#### Goal of the exercise
Where the records below show the word "reasoning" in a line, please copy that line.
+ + +
PR #2018, opened 2022-08-08
Add ability to set MTU of Calico OpenStack nets

tj90241:
Add an annotation to the etcd datamodel used to describe
WorkloadEndpoints for Calico OpenStack VMs that specifies
the MTU of the OpenStack network.

This effectively adds non-default (>1500) MTU support to
Calico OpenStack.

This also fixes an upstream bug in `nova` where the MTU
element of the interface in the `libvirt` domain XML is not
retained during a live migration, which causes the live-
migration to fail when it otherwise would not.

### DIFF
--- a/chef/cookbooks/bcpc/files/default/nova/migration.py
+++ b/chef/cookbooks/bcpc/files/default/nova/migration.py
@@ -451,7 +451,9 @@ def _update_vif_xml(xml_doc, migrate_data, get_vif_config):
         for index, dest_interface_subelem in enumerate(dest_interface_elem):
             # NOTE(mnaser): If we don't have an MTU, don't define one, else
             #               the live migration will crash.
-            if dest_interface_subelem.tag == 'mtu' and mtu is None:
+            if dest_interface_subelem.tag == 'mtu':
+                if mtu is not None:
+                    interface_dev.insert(index, mtu)
                 continue
             interface_dev.insert(index, dest_interface_subelem)
         # And finally re-insert the hw address.
--- a/chef/cookbooks/bcpc/files/default/neutron/datamodel_v3.py
+++ b/chef/cookbooks/bcpc/files/default/neutron/datamodel_v3.py
@@ -1,0 +1,297 @@
+# -*- coding: utf-8 -*-
+# Copyright (c) 2018 Tigera, Inc. All rights reserved.
+#
+# Licensed under the Apache License, Version 2.0 (the "License");
+# you may not use this file except in compliance with the License.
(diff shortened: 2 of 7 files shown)


mboruta1:
Very nice! Can you please provide diffs of `datamodel_v3.py`, `dhcp_agent.py`, `endpoints.py`? Would like to know exactly what these patches change.

tj90241:
The diffs of those can be seen here:
https://github.com/projectcalico/calico/pull/6487/files

tj90241:
Pushed a review upstream for the `nova` issue:
https://review.opendev.org/c/openstack/nova/+/852365

tj90241:
Worth mentioning here that upstream rejected the Nova commit on the premise that `libvirt` does not support changing the MTU at the time of live-migration (what I "fixed"). However, `neutron` pays no mind to what `nova` does and continues building the network with the MTU specified -- that which `nova` would otherwise switch to if we didn't have to pin it. This creates a kind of split-brain situation.

Fortunately, with Calico, this does not matter. Because `nova` is in charge of plugging the taps and controls the MTU of the same, it all "just works". The problem seems to be existent for OVS, etc. because `neutron` is managing the MTU of network elements, like bridges and switches, separately from the VIF or port that `nova` is plugging.

There is a long term feature/plan in the works to allow `libvirt` (or at least OpenStack) to support a dynamic MTU extension of sorts, but it sounds like it's a bit off and so we're on our own shall we choose to permit VMs to live-migrate when their current MTU mismatches with that of the network (i.e., by deploying this patch).

mboruta1 (approved):
Looks good to me, great work!

comay:
I'll try and take a look at this over the weekend.

chef/cookbooks/bcpc/files/default/nova/migration.py
```diff
@@ -451,7 +451,9 @@ def _update_vif_xml(xml_doc, migrate_data, get_vif_config):
         for index, dest_interface_subelem in enumerate(dest_interface_elem):
             # NOTE(mnaser): If we don't have an MTU, don't define one, else
             #               the live migration will crash.
-            if dest_interface_subelem.tag == 'mtu' and mtu is None:
+            if dest_interface_subelem.tag == 'mtu':
```
comay, line 454: The upstream proposed PR includes an informative comment that should be included here.

comay (approved):
I only have one minor comment about adding in the comment from the upstream Nova PR.

tj90241:
This feature was included in the upstream Calico repository.

PR #2020, opened 2022-08-15
Pick some more changes from Focal branch

tj90241:
Found some more changes that apply well to Bionic.

### DIFF
--- a/ansible/playbooks/roles/common/files/apt/99chef
+++ b/ansible/playbooks/roles/common/files/apt/99chef
@@ -1,0 +1,7 @@
+Package: chef
+Pin: version 14.*
+Pin-Priority: 999
+
+Package: chef-server-core
+Pin: version 12.*
+Pin-Priority: 999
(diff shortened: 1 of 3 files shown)


mboruta1 (approved):
Just a question, why lower the swap for the headnodes to 4 GB? Simply unnecessary?

tj90241:
Snuck part of the reasoning in the review comments (Focal Bento box is 32gb, instead of 64gb). After a day or more of being up, the ceph-mons complain about low free space on the root volume. This should buy ample room, I hope. And yes, there are only like dozens of MBs used by swap at any given time... even 1GB of swap would be plenty, but not sure how low we want to go.

comay:
> Snuck part of the reasoning in the commit* comments (Focal Bento box is 32gb, instead of 64gb). After a day or more of being up, the ceph-mons complain about low free space on the root volume. This should buy ample room, I hope. And yes, there are only like dozens of MBs used by swap at any given time... even 1GB of swap would be plenty, but not sure how low we want to go.

Although I don't have strong feelings about the swap space, would it make more sense to increase the size of the root file systems, at least for the headnodes given the amount of logging that takes place on them?

PR #2123, opened 2023-04-14
RDTIBCC-4526 Cinder deferred volume deletion

jingqgeng:
Enable deferred deletion in Cinder  so volumes are deleted asynchronously after a request is issued. This helps lift unnecessary stress to Cinder and Ceph when a lot of volumes are deleted the same time.


psipika (approved):
👍

tj90241:
Just mentioning it to see what you think about it... deferred volume deletion is only implemented for the RBD driver, not for LightOS. So in the future, one driver will do deferred deletions while other(s) will not. I personally think this is fine if it provides a benefit to RBD -- WDYT?

tj90241 (approved):
Based on the [blueprint](https://specs.openstack.org/openstack/cinder-specs/specs/stein/support-deferred-deletion-in-rbd.html), this seems great!
(though, you have the release commit in this PR and will need to be removed first)

mzhang741 (approved):

chef/cookbooks/bcpc/attributes/cinder.rb
```diff
@@ -11,6 +11,8 @@
 default['bcpc']['cinder']['workers'] = nil
 default['bcpc']['cinder']['allow_az_fallback'] = true
 default['bcpc']['cinder']['backend_native_threads_pool_size'] = nil
+default['bcpc']['cinder']['deferred_deletion_purge_interval'] = 60
```
comay, line 14: I believe this is the default value and as such, I think our convention is to use `nil` to indicate that we're not overriding it here.

jingqgeng: > 

You mean `backend_native_thread_pool_size`? It is overwritten in the props.

mboruta1: Is cinder's default for `deferred_deletion_purge_interval` 60 Jing?

comay: Correct but in this particular case, you're setting `deferred_deletion_purge_interval` to `60` which is it's "compiled in" default so there's no need to actually render it in `/etc/cinder/cinder.conf`. If you set it to `nil` here, it will use that value anyway and if one wants to customize it via the props, they can do so.

tj90241: (in that case, we should be using `osd_pool_default_pg_num` as the default with the above thinking it seems?)

comay: I don't have the source handy but in Octopus, is the default 8 or 32 for `pg[p]_num`?

tj90241: `osd_pool_default_pg_num` was 8 for Mimic, and is 32 for Octopus.

I'm suggesting that we should have used `nil` in the Ceph attributes as well with this line of thinking, instead of hard-coding the default `pg_num` value ourselves. If we had, then the default would not have to be maintained as it is in that case.

What you've proposed is a good idea (I think, anyways!) -- but it is not consistency applied across our tree... and that it should not be a PR item until it is.

comay: That's fine - it was more of a nit from me than anything else. @jingqgeng What you have is fine although using `nil` here would also.

jingqgeng: > That's fine - it was more of a nit from me than anything else. @jingqgeng What you have is fine although using `nil` here would also work.

Sure, I'm happy to change it to `nil`. Just one sec

comay (approved):

PR #2124, opened 2023-04-14
ceph: Remove defunct settings

tj90241:
Lots of settings in our `ceph.conf` either no longer exist
or are no longer needed. Do a little cleanup.


tj90241:
Commits have explanations (as needed).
+ + +
#### Reply to the exercise
Snuck part of the reasoning in the review comments (Focal Bento box is 32gb, instead of 64gb). After a day or more of being up, the ceph-mons complain about low free space on the root volume. This should buy ample room, I hope. And yes, there are only like dozens of MBs used by swap at any given time... even 1GB of swap would be plenty, but not sure how low we want to go.
> Snuck part of the reasoning in the commit* comments (Focal Bento box is 32gb, instead of 64gb). After a day or more of being up, the ceph-mons complain about low free space on the root volume. This should buy ample room, I hope. And yes, there are only like dozens of MBs used by swap at any given time... even 1GB of swap would be plenty, but not sure how low we want to go.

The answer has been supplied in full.